Difference Between Cotter Joint and Knuckle Joint
The main differences between the cotter and knuckle joints are given below:
| Cotter Joint | knuckle Joint |
| A cotter joint is capable of functioning under tensile and compressive load. | Whereas the knuckle joint can work only in tensile load. |
| Cotter joints don’t permit angular movement. | Knuckle joints allow angular movement between rods. |
| With cotter joints there is no issue with respect to bearing failure. | With knuckle joint there are bearing failure issues. |
| A cotter joint has a taper and is provided with clearance. | knuckle joint has no taper and is provided with clearance. |
| Cotter joints are used in cotter foundation bolts, joining two rods with a pipe, and/or for joining piston rods with a c/s head. | Knuckle joints are used in tie bars, links of the bicycle chain, joint for rail shifting mechanisms. |
Advantages of Cotter Joint
Temporary joints have special advantages over permanent joints in any mechanical part assembly or joining process. But let us study the benefits of cotter joints specifically.
- The manufacturing process of the joints is simple.
- After reassembly, the components always occupy the same relative positions, which helps in the correct alignment of the shafts and the joint.

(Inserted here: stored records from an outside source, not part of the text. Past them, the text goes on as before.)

Issue #4455, opened 2021-03-18
mypy static code analysis


bziemons:
Motivation
----------
Since there were many foreseeable problems with Python code and wrong type usages, I suggested adding mypy as a static code analysis tool.

For a quick introduction, see [mypy.pdf](https://github.com/rucio/rucio/files/6165303/mypy.pdf)

Modification
------------
Add mypy check script in tools/ and add CI step to automatically check type usages for PRs and commits.

bziemons:
@maany @joeldierkes I made a simple first script to run mypy on the client sources here: https://github.com/bziemons/rucio/blob/5408a5e32c657a3c46355949ec0502a7c22824d7/tools/check_mypy.sh (in case you haven't seen it yet)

- The process of assembling and disassembling the parts of this joint is simple
- They are conveniently available in industrial markets.
- The joint is sufficiently rigid to support both compressive and tensile loads.

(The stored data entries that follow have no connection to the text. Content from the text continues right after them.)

PR #5490, opened 2022-04-19
Database: Fix alembic offline mode migration logic #5488

### LINKED ISSUE #5488: Fix alembic offline mode migration logic
Motivation
----------
Currently, in order to make an offline schema upgrade with alembic, one needs to specify the URL of the database just for the purpose of detecting the DB dialect.
https://github.com/rucio/rucio/blob/47e93cfbe5887071c70de4ba815c1bbdddfac2ce/lib/rucio/db/sqla/migrate_repo/env.py#L56

Furthermore, the migration script does not consider any starting revision from the configuration, this will end up producing all revisions unless the user specifies `alembic upgrade <CURRENT_REVISION>:head --sql` in the CLI.

Modification
------------

- Make the DB url configuration optional, and assume a `dialect` configuration option if the URL is not given. It makes sense to give the option to do the offline schema upgrade without having access to the DB in the working environment.
- Take into account the `starting_rev` configuration, in order to produce the upgrades from that starting point.

rizart:
This PR is a proof of concept for issue #5488.


bari12:
LGTM @mlassnig any comment?

etc/alembic_offline.ini.template
```diff
@@ -0,0 +1,78 @@
+# Copyright 2014-2019 CERN for the benefit of the ATLAS collaboration.
```
bari12: Cosmetic, but please change this header to the current one. :smile

bari12 (changes requested):
This can go, please just change the header.

etc/alembic_offline.ini.template
rizart: Should I also remove the authors as in the new header style?

bari12: Yes 😄

etc/alembic.ini.template
```diff
@@ -1,4 +1,5 @@
-# Copyright 2014-2019 CERN for the benefit of the ATLAS collaboration.
+# -*- coding: utf-8 -*-
+# Copyright CERN since 2014
```
mlassnig: The unified header for everything is now:

`Copyright European Organization for Nuclear Research (CERN) since 2012`

mlassnig (dismissed):

etc/alembic.ini.template
rizart: Thanks Mario, will fix! So, we put `2012` even for code/files written after that date?

mlassnig: Yes, because this covers the whole project.

bari12 (approved):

Disadvantages of Cotter Joint
We studied the failure of the joints, which entails a concept of disadvantages. These disadvantages are sometimes the points that distinguish between cotter joints and knuckle joints.
- These joints cannot provide angular momentum
- There is a time-consuming process to provide a taper accurately.

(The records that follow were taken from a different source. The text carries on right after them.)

PR #5493, opened 2022-04-21
Monitoring & Logging: reduce gfal2 log level on daemon side

### LINKED ISSUE #5492: reduce gfal2 log verbosity
Motivation
----------

We have messages like 
```
Using bearer token for HTTPS request authorization
```
and 
```
[gfal_module_load] plugin /usr/lib64/gfal2-plugins//libgfal_plugin_xrootd.so loaded with success
```
spamming our logs millions of times per day in reaper

I didn't find any useful information in gfal logs on INFO level. Whatever is really useful is already extracted by rucio and printed in rucio log messages. So probably good idea to move to warning in gfal2 logs.

rcarpa:

### DIFF
--- a/lib/rucio/rse/protocols/gfal.py
+++ b/lib/rucio/rse/protocols/gfal.py
@@ -181,7 +181,10 @@ class Default(protocol.RSEProtocol):
         """
         self.logger(logging.DEBUG, 'connecting to storage')
 
-        gfal2.set_verbose(gfal2.verbose_level.verbose)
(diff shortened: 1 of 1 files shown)


maany:
LGTM, thanks @rcarpa ! Do you think we can already add this as a patch and see what log reduction we get?

rcarpa:
Already done. But I think it only impacts daemons. Not sure how many gfal connections we can have in servers. Server-side here is more "in contrast with client-side" than meaning "rucio servers"

bari12 (approved):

- The joint can sometimes be subjected to rotation, affecting the overall performance of the system.
Applications of Cotter Joint
A cotter joint is used to support the axial load between two coaxial rods, which is the tensile and compressive load. Although a cotter joint will resist the rotations of one rod relative to the other, it should not be used to join a rotating shaft.
- This joint is used between the piston rod and the tail of the pump rod.
- Cotter’s joints are used between the slide spindle and the fork of the valve mechanism.
- Cotter and Dowell arrange to join two parts of a flywheel.
- Foundation bolt: mainly used for fastening foundations and heavy construction machines
- In an automobile engine, the cotter joint is used to connect the extension of the piston rod
- with the connecting rod in the crosshead.
- The Kottar joint has historically been used to connect connecting rods to steam engines and pumps of dumping mines.
- It is used in bicycles to connect the pedal to the sprocket wheel.
- Use a wet air pump to join the tail rod with the piston rod.
- It is used to connect two rods of equal diameter subjected to axial forces.
FAQs.
Q: What is a Sleeve and Cotter joint
This joint is a way of connecting two coaxial cylindrical rods. It consists of one sleeve and two wedge-shaped tapered cotters. The cotter mounts and cut into a sleeve when joining another cylindrical rod.
Q: What is the Gib and Cotter joint?
In some circumstances, the cotter is driven alone, that is, without a gib. Because of this, friction at the ends and inside slots in straps makes the sides of the strap open outward. This can be prevented by using one or more gibs, which hold the ends of the strap together.